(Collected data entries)
* * * * * * *
PR #5274, opened 2025-10-14
introduce code transformation to simplify writing ui.sub_pages demos

rodja:
### Motivation

Writing demos for Single Page Applications (SPAs) with `ui.sub_pages` has been cumbersome and unnatural. Demo code doesn't match what users should actually write in their own applications:

1. Unnatural code patterns: Demo code used `FakeSubPages` and manual workarounds (sub_pages.link(), FakeArguments, etc.) instead of the clean, straightforward API (ui.link(), ui.sub_pages())
2. Quite some code duplications which makes it hard to find areas where the rendered demo didn't match what users should write

### Implementation

This PR introduces an automatic code transformation system that allows demo authors to write natural, idiomatic NiceGUI code while still supporting browser-based demo execution:

1. New transformation infrastructure (`website/documentation/code_extraction.py`):  
   * Transform `ui.sub_pages()` → `FakeSubPages.init()`, `ui.link()` → `pages.link()`
   * Handles nested sub-pages, URL parameters, query strings, and chained methods  
   * Uses special `# TRANSFORM` comments for complex cases (e.g., parameterized routes)  
   * test cases covering transformation of sub-pages, nested routes, URL parameters, TRANSFORM hints  
1. Demo execution engine (`website/documentation/demo.py`):  
   * Displays non-transformed code block
   * Executes transformed code with automatic root() function detection  
1. Updated sub-pages documentation (`website/documentation/content/sub_pages_documentation.py`):  
   * All demos now use natural ui.link() and ui.sub\_pages() API  
   * Removed \~140 lines of workaround code  

### Progress

  - [ ] The transformation itself is AI generated hand I have not yet found the time to clean it up

### DIFF
--- a/tests/test_demo_transformation.py
+++ b/tests/test_demo_transformation.py
@@ -1,0 +1,320 @@
+from textwrap import dedent
+
+from website.documentation.code_extraction import get_full_code, transform_for_demo_execution
+
+
+def prepare(text: str) -> str:
+    return dedent(text).strip() + '\n'
+
+
+def test_simple_sub_pages():
+    assert transform_for_demo_execution(prepare('''
+        from nicegui import ui
+
+        def root():
+            ui.sub_pages({'/': main, '/other': other})
+
+        ui.run(root)
+    ''')) == prepare('''
+        from nicegui import ui
+        from website.documentation.content.sub_pages_documentation import FakeSubPages
+
+        pages = FakeSubPages()
+
+        def root():
+            pages.routes = {'/': main, '/other': other}
+            pages.init()
+
+        ui.run(root)
+    ''')
+
+
+def test_sub_pages_with_data():
+    assert transform_for_demo_execution(prepare('''
+        from nicegui import ui
+
+        def root():
+            ui.sub_pages({
+                '/': main,
+                '/other': other,
+            }, data={'title': title})
+    ''')) == prepare('''
+        from nicegui import ui
+        from website.documentation.content.sub_pages_documentation import FakeSubPages
+
+        pages = FakeSubPages()
+
+        def root():
+            pages.routes = {
+                '/': main,
+                '/other': other,
+            }
+            pages.data = {'title': title}
+            pages.init()
+    ''')
+
+
+def test_empty_sub_pages():
+    assert transform_for_demo_execution(prepare('''
+        from nicegui import ui
+
+        def root():
+            pages = ui.sub_pages()
+            pages.add('/', main)
+    ''')) == prepare('''
+        from nicegui import ui
+        from website.documentation.content.sub_pages_documentation import FakeSubPages
+
+        pages = FakeSubPages()
+
+        def root():
+            pages.init()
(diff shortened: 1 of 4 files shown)


rodja:
While I generally like the idea I'm not sure the actual implementation is worth it. I guess it depends on how many `ui.sub_pages` tests we want to write/maintain.

evnchn:
Prefer not to add code transformation to _all_ of the demos just for `ui.sub_page` demos because we can't really be certain our new code transformer is the same as the old one if it is not a `ui.sub_page` demo. 

How about we can pass in a `transformer: Callable[[str], str]` somewhere?

evnchn:
> pass in a transformer

That is a good idea _in general_ because we can't have comments in demo code, and I can't say it (or any other constraints) definitely did not hold us back at one point. 

Also the code extraction is quite complex. Describing the logic as a series of transformers can also help with clarity.

falkoschindler:
Closing this one — the motivation is right (single-source demo code, no duplicated `FakeSubPages` workaround), but the approach has drifted too far from where `main` is today to be worth rebasing.

A few concrete reasons:

1. **`main` already converged on a `def root(): ...; return root` convention.** `get_full_code` strips the `return root` for display and `browser_window` calls the returned callable. That's the same goal this PR was reaching for, minus the `return root`. Keeping the PR's "no `return root`" variant forces a separate exec-into-namespace step that wouldn't be needed if the demos followed the same convention as e.g. `awaitable_refresh`.

2. **The string-based transformer is structurally fragile** — regex + manual paren counting + substring checks for `, data=` / `ui.link(` / `# HIDE` all have known holes (strings containing those tokens break the parser). The `# TRANSFORM:` mini-DSL is also invented vocabulary that future contributors would have to learn from tests. If we rebuild this on an AST (`ast` + `ast.unparse`, or `libcst` if we want to preserve comments), the transformation logic gets meaningfully more robust by construction — those edge cases stop being possible.

3. **Barely anyone missed this since October.** The branch has been sitting on milestone "Someday" for ~6 months while `main` moved 400+ commits ahead, including three new sub-pages demos (`path_changed_event_demo`, `wildcard_demo`, `error_handling_demo`) that all use the old `FakeSubPages` workaround pattern.

4. **The merge into current `main` is non-trivial** — 3-way conflicts in `code_extraction.py`, `demo.py`, and `sub_pages_documentation.py`, plus the new demos would need to be ported to the new style for consistency. That's a rewrite either way.

If we pick this up again, the shape I'd suggest:

- libcst-based rewriter (no regex, no `# TRANSFORM:` comment DSL — infer route literals and nesting structurally).
- `def root(): ...; return root` to match the rest of the docs.
- Migrate all sub-pages demos in the same PR so the file ends up with one style.

Closing in favor of a fresh attempt when someone has time.

evnchn:
@falkoschindler since https://github.com/evnchn/nicegui/pull/102 share mostly the same issues, I think can close it also then?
* * * * * * *
Exercise requirements :: Each entry above is to be copied out exactly as written.

Result of this exercise ::
PR #5274, opened 2025-10-14
introduce code transformation to simplify writing ui.sub_pages demos

rodja:
### Motivation

Writing demos for Single Page Applications (SPAs) with `ui.sub_pages` has been cumbersome and unnatural. Demo code doesn't match what users should actually write in their own applications:

1. Unnatural code patterns: Demo code used `FakeSubPages` and manual workarounds (sub_pages.link(), FakeArguments, etc.) instead of the clean, straightforward API (ui.link(), ui.sub_pages())
2. Quite some code duplications which makes it hard to find areas where the rendered demo didn't match what users should write

### Implementation

This PR introduces an automatic code transformation system that allows demo authors to write natural, idiomatic NiceGUI code while still supporting browser-based demo execution:

1. New transformation infrastructure (`website/documentation/code_extraction.py`):  
   * Transform `ui.sub_pages()` → `FakeSubPages.init()`, `ui.link()` → `pages.link()`
   * Handles nested sub-pages, URL parameters, query strings, and chained methods  
   * Uses special `# TRANSFORM` comments for complex cases (e.g., parameterized routes)  
   * test cases covering transformation of sub-pages, nested routes, URL parameters, TRANSFORM hints  
1. Demo execution engine (`website/documentation/demo.py`):  
   * Displays non-transformed code block
   * Executes transformed code with automatic root() function detection  
1. Updated sub-pages documentation (`website/documentation/content/sub_pages_documentation.py`):  
   * All demos now use natural ui.link() and ui.sub\_pages() API  
   * Removed \~140 lines of workaround code  

### Progress

  - [ ] The transformation itself is AI generated hand I have not yet found the time to clean it up

### DIFF
--- a/tests/test_demo_transformation.py
+++ b/tests/test_demo_transformation.py
@@ -1,0 +1,320 @@
+from textwrap import dedent
+
+from website.documentation.code_extraction import get_full_code, transform_for_demo_execution
+
+
+def prepare(text: str) -> str:
+    return dedent(text).strip() + '\n'
+
+
+def test_simple_sub_pages():
+    assert transform_for_demo_execution(prepare('''
+        from nicegui import ui
+
+        def root():
+            ui.sub_pages({'/': main, '/other': other})
+
+        ui.run(root)
+    ''')) == prepare('''
+        from nicegui import ui
+        from website.documentation.content.sub_pages_documentation import FakeSubPages
+
+        pages = FakeSubPages()
+
+        def root():
+            pages.routes = {'/': main, '/other': other}
+            pages.init()
+
+        ui.run(root)
+    ''')
+
+
+def test_sub_pages_with_data():
+    assert transform_for_demo_execution(prepare('''
+        from nicegui import ui
+
+        def root():
+            ui.sub_pages({
+                '/': main,
+                '/other': other,
+            }, data={'title': title})
+    ''')) == prepare('''
+        from nicegui import ui
+        from website.documentation.content.sub_pages_documentation import FakeSubPages
+
+        pages = FakeSubPages()
+
+        def root():
+            pages.routes = {
+                '/': main,
+                '/other': other,
+            }
+            pages.data = {'title': title}
+            pages.init()
+    ''')
+
+
+def test_empty_sub_pages():
+    assert transform_for_demo_execution(prepare('''
+        from nicegui import ui
+
+        def root():
+            pages = ui.sub_pages()
+            pages.add('/', main)
+    ''')) == prepare('''
+        from nicegui import ui
+        from website.documentation.content.sub_pages_documentation import FakeSubPages
+
+        pages = FakeSubPages()
+
+        def root():
+            pages.init()
(diff shortened: 1 of 4 files shown)


rodja:
While I generally like the idea I'm not sure the actual implementation is worth it. I guess it depends on how many `ui.sub_pages` tests we want to write/maintain.

evnchn:
Prefer not to add code transformation to _all_ of the demos just for `ui.sub_page` demos because we can't really be certain our new code transformer is the same as the old one if it is not a `ui.sub_page` demo. 

How about we can pass in a `transformer: Callable[[str], str]` somewhere?

evnchn:
> pass in a transformer

That is a good idea _in general_ because we can't have comments in demo code, and I can't say it (or any other constraints) definitely did not hold us back at one point. 

Also the code extraction is quite complex. Describing the logic as a series of transformers can also help with clarity.

falkoschindler:
Closing this one — the motivation is right (single-source demo code, no duplicated `FakeSubPages` workaround), but the approach has drifted too far from where `main` is today to be worth rebasing.

A few concrete reasons:

1. **`main` already converged on a `def root(): ...; return root` convention.** `get_full_code` strips the `return root` for display and `browser_window` calls the returned callable. That's the same goal this PR was reaching for, minus the `return root`. Keeping the PR's "no `return root`" variant forces a separate exec-into-namespace step that wouldn't be needed if the demos followed the same convention as e.g. `awaitable_refresh`.

2. **The string-based transformer is structurally fragile** — regex + manual paren counting + substring checks for `, data=` / `ui.link(` / `# HIDE` all have known holes (strings containing those tokens break the parser). The `# TRANSFORM:` mini-DSL is also invented vocabulary that future contributors would have to learn from tests. If we rebuild this on an AST (`ast` + `ast.unparse`, or `libcst` if we want to preserve comments), the transformation logic gets meaningfully more robust by construction — those edge cases stop being possible.

3. **Barely anyone missed this since October.** The branch has been sitting on milestone "Someday" for ~6 months while `main` moved 400+ commits ahead, including three new sub-pages demos (`path_changed_event_demo`, `wildcard_demo`, `error_handling_demo`) that all use the old `FakeSubPages` workaround pattern.

4. **The merge into current `main` is non-trivial** — 3-way conflicts in `code_extraction.py`, `demo.py`, and `sub_pages_documentation.py`, plus the new demos would need to be ported to the new style for consistency. That's a rewrite either way.

If we pick this up again, the shape I'd suggest:

- libcst-based rewriter (no regex, no `# TRANSFORM:` comment DSL — infer route literals and nesting structurally).
- `def root(): ...; return root` to match the rest of the docs.
- Migrate all sub-pages demos in the same PR so the file ends up with one style.

Closing in favor of a fresh attempt when someone has time.

evnchn:
@falkoschindler since https://github.com/evnchn/nicegui/pull/102 share mostly the same issues, I think can close it also then?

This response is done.